If your meniscus is torn, and your body thinks it should be surgically removed, then go back to your doctor for surgery, that would be most appropriate and beneficial.
On the other hand, perhaps the problem could be repaired by reinforcing the cartilage material.
Or, it might not even be about the cartilage, it could be a misalignment. If the tibia is articulating incorrectly with the femur, your practitioner will visualize the knee bones, explore their forms, and press lightly in one direction on the femur, then the other direction, testing to see if it needs to move inward or outward, relative to the tibia and the fibula.
Then she will press the femur in the right direction and press the tibia in the opposite direction, until it finds its way back to the right place.
|(tibia and fibula) behind the knee (femur)
||In front of the knee
If your body says there’s more to do, she will ask the tibia if it needs to move slightly downward on one side or the other, as it articulates with the femur. After she figures it all out, she makes the move very slowly, holds it quite a while with moderate pressure, and you and she might both feel it settle into the correct position.
Now she will check to see what muscles need to be balanced, in order for the bones to maintain their preferred position.
As she names the muscles, she physically touches each one, to alert your body to the specific muscle she is talking about. You probably don’t know the names of them, but your sensory body-knowledge will tune in, and tell her which ones need to be either reinforced or relaxed.
Ankle Weakness and Foot Pain comes up usually because the tendons are too stretchy, or their building materials are insufficient. Usually it’s a shortage of proline, but could be about a shortage of lysine or vitamin C. Sometimes tendon weakness is due to a corn allergy, sometimes an oat allergy, and sometimes due to a shortage of the trace minerals germanium or manganese. Both are needed to synthesize the proline.
For a twisted ankle, something more might need to be done. If you have a sprained or a twisted ankle, your practitioner will show you the picture of the bones of your foot, so you will appreciate their complexity and beauty. Once you both have that picture, she will ask what needs to be done.
The damage may have occurred within the little bones in the ankle, behind the longer tarsal bones that lead to the toes. She will locate the bones that need to be realigned and coax them into place, and then if needed she would wrap your foot with an ace bandage, to maintain the correction until it becomes more secure.

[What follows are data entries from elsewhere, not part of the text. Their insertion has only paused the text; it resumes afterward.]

PR #2060, opened 2024-09-06
Most events have a less chance to run if certain departments don't have enough players, depending on the event.

BurgerLUA:
## About The Pull Request

Most events have a less chance to run if certain departments don't have enough players.
Spacevines and Abductors had their chaotic tag removed given the new system.

### Examples:

Meteor wave has an engineering department requirement of 4. The final chance for this event to run will be divided by 1 plus the amount of missing engineering department slots. 1 missing engineer means 50% less chance to run (1/2). 2 missing engineers means 66% less chance to run (1/3). 3 missing engineers means 75% less chance to run (1/4).

Anomaly Vortex has an engineering department and science department requirement of 2. The same logic above is applied, but  it will do it twice (one for the engineer department, and one for the science department). 1 missing engineer and 1 missing scientist means the event will have a 75% less chance to run (1/2 * 1/2).

Note that events with absurdly low weights, such as 1, will effectively be disabled if any slots are missing.

## Why It's Good For The Game

It's not fun for anyone when the server votes a storyteller like "The Bomb" and zero engineers end up playing. The station will usually go to shit because no one is willing to deal with the events. Instead of forcing players to suffer through the round, this PR will effectively remove those situations from occurring if there are not enough slots.

This PR will also make it so that joining a department with no players won't penalize you (too much) by still reducing the weight of certain events until the pop requirements are met.

## Proof Of Testing

Untested. I have no way to test this.

## Changelog

:cl: BurgerBB
balance: Most events have a less chance to run if certain departments don't have enough players. Spacevines and Abductors had their chaotic tag removed given the new system.
/:cl:


Majkl-J (changes requested):
Seems to break roundstart weights. These should ignore what crew types are around since there are no crew yet
image


Also this needs maintainer discussion as we're not entirely sure whether an extra layer of mechanical complexity like this is currently needed. Will keep you updated on how that goes

BurgerLUA:
It's better than outright removing certain storytellers for being too hard on departments (The Bomb).

StrangeWeirdKitten:
Alright I'll outline basically what I think and said when discussing this to be open with you. Don't mind the bullet points, cause it's just me organizing my thoughts.

- Some of these high destructive events already have low weights. Some of them only roll like 2 percent on a major track (which is around every hour and a half)
- I think this is an overcomplication of what minimum population requirements can achieve. If you set something to 50 minimum pop, there's someone bound to be able to fix a hole in the station. 
- People don't play engineering because it's boring after the 10th time you set up the tesla SM high power engine. Nothing happens sometimes. I think population requirements for things happening would just put engineering in a continued spiral down the wrong direction.
- We have a large silicon population and when things do happen, they tend to reset to engineering to fill the department.

This is default andy Major track.

image

BurgerLUA:
Heavily disagree with everything you said. I've had engineering mains beg to me to remove The Bomb and/or reduce the chances of crazy events spawning. They hate it when they're doing a big project and suddenly an event comes and destroys it. I even played engineering to see if this happens and it does.

BurgerLUA:
This doesn't make things complex. Dynamic had the same system, except it was much more complex than that. This system is extremely basic and almost required by any event rolling system worth its salt. It's not fun for anyone when meteors roll when there are 0 engineering staff.

StrangeWeirdKitten:
I will agree that story teller has massive issues in it, but something I forgot to mention was that we also shouldn't be working on adding complexity to an already flawed system. I'm already going to let #2064 have its chance. 

Also it adresses the maximum occurences of some of these destructive events.

BurgerLUA:
this isn't even complexity. why are you so set on a PR that literally improves quality of life on playing on the server, especially at lowpop. this barely even affects midpop and does not affect highpop.

Arturlang:
Mostly, the main issue is that people don't bother with jobs that's not part of their job description, even if there is crew, anyone can do the job, but the issue is they don't. Not sure how this helps the issue.

BurgerLUA:
> Mostly, the main issue is that people don't bother with jobs that's not part of their job description, even if there is crew, anyone can do the job, but the issue is they don't. Not sure how this helps the issue. Even if the issues are access-related, the captain can change jobs, and there's always at least a acting

When there are 0 jobs in a department, people don't tend to join to fill that job. 0 engineering stays 0 engineering for a while because no one wants to be the solo engineer that deals with everything. No one wants to be the solo security officer either. If you make playing as a solo department easier (less chance of events occurring because you're the only one in the department), then there is a higher chance of people joining as a solo role.

As for outside help: In my experience as omni-assistant, people are cautious about non-department people asking for departmental help because:
- There is a risk that the help could be low quality and do harm.
- There is a risk that the help could not actually be help and is in it to steal things (insuls/meds/etc).
- There is a risk that you could get a bwoink from an admin asking "Why did you let an assistant do brain surgery on a sec officer."

This is also assuming that people are willing to help. How many times have you seen "Hey we need engineers/shaft miners/doctors" etc and maybe about 1 person just signing up?

This PR is a 100% no brainer to me.

coffeecoffeecoffee:
Controversial opinion: Sometimes, having suffering rounds is fun and good and it's healthy for the server to encourage diversification. Please consider leaving it be.

StrangeWeirdKitten:
Story teller has tons of fundimental issues with it and building up on it is not something we want to do after discussion. I left this up for waterpig to decide and he doesn't want it.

If you have a clear picture of the bones, she can show you how to make the correction yourself, and you can do it a few times after that, to reinforce it.
|Foot bones, outside of foot
||Foot bones from the top
This is an overview of how you can work with joint stability very safely, at the Balancing Center. Every move is done carefully and slowly, and each detail continuously refers back to your body’s unique perception of what it needs. You are part of it, and this is why it is important for you to connect with the pictures, and sense the shifts that happen.
The muscle and meridian reinforcement is not what chiropractors usually do, so this is our unique part of bodywork that we are able to contribute.
We have not mentioned the correction of cranial faults, which could address headache, dizziness, or perhaps ear symptoms, but these could be due to an imbalance among the bones of your skull. This is a specialty that requires professional expertise. Your practitioner knows she could make a mistake unless she has had the specific training required to do this. For more complex issues beyond the basics shown here, she will recommend that you work with your cranio-sacral specialist, or your chiropractor or osteopath.